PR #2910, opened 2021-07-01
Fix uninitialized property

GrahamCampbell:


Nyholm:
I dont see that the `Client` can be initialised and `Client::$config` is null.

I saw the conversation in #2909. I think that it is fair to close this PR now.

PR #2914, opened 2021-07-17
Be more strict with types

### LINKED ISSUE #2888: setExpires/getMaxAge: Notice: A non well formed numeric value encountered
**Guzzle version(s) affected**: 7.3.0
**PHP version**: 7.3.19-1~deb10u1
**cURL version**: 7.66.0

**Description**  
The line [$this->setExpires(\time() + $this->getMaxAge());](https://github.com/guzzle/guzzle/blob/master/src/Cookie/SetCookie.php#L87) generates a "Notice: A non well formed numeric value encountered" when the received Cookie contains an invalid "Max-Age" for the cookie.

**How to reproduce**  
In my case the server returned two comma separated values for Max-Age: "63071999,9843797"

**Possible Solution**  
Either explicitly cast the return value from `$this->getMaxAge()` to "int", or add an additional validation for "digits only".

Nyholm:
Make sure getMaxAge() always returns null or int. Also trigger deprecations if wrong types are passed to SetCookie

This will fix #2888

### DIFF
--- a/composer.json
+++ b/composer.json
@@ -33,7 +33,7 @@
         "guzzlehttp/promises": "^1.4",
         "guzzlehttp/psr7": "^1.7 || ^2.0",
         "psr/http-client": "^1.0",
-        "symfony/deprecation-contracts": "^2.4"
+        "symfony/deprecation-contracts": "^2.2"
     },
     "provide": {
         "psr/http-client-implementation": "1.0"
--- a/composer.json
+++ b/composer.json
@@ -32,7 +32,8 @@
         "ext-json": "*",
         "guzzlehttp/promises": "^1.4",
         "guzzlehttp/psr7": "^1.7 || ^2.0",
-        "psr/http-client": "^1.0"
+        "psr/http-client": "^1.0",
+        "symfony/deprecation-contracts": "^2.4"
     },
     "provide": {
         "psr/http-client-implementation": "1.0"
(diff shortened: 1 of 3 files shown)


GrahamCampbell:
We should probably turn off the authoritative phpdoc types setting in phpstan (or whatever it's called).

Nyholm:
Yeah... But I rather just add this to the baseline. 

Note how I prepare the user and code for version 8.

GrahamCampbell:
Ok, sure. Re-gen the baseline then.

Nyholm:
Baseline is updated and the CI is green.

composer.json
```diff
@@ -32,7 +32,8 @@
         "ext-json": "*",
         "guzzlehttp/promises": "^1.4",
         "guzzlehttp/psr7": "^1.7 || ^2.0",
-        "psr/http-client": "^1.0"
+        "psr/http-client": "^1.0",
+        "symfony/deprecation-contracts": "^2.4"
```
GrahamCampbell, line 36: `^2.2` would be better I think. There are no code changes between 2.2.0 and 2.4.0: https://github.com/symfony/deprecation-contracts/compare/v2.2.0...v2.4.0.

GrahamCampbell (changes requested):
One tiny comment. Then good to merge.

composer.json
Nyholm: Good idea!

* * *

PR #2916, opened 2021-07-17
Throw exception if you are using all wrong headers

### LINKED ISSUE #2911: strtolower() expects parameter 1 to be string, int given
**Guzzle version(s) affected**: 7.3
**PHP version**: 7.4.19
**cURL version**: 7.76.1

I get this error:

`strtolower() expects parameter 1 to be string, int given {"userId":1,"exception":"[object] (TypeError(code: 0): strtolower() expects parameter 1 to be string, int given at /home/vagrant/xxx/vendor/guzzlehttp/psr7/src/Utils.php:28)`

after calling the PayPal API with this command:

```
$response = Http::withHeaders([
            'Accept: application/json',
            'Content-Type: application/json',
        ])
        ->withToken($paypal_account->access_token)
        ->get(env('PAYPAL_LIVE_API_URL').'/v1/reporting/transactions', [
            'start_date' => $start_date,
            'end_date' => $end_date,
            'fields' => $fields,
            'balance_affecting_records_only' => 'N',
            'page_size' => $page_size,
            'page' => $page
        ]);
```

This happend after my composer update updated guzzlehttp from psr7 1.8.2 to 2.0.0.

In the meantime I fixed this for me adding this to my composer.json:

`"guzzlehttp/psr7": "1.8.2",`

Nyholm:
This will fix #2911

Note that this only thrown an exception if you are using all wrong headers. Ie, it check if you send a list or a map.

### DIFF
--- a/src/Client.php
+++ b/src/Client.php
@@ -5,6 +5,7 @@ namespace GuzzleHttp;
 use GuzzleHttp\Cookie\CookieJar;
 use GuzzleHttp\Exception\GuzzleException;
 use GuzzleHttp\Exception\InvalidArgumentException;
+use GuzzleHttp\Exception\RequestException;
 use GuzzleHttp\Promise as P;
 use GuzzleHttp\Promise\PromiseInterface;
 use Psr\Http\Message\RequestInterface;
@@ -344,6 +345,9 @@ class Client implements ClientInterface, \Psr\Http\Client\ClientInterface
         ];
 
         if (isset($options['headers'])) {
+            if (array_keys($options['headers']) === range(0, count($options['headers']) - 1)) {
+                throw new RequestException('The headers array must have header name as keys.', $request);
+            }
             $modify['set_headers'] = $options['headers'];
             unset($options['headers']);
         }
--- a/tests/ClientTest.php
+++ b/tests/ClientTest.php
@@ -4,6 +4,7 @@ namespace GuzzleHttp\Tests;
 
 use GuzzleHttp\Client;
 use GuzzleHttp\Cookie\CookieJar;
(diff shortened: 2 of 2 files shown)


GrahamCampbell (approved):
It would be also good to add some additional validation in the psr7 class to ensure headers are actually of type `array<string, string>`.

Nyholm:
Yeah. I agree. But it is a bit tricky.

* What the task asks *
Check each line of the entries for the word "string", then state the count alone.

* Exercise output *
3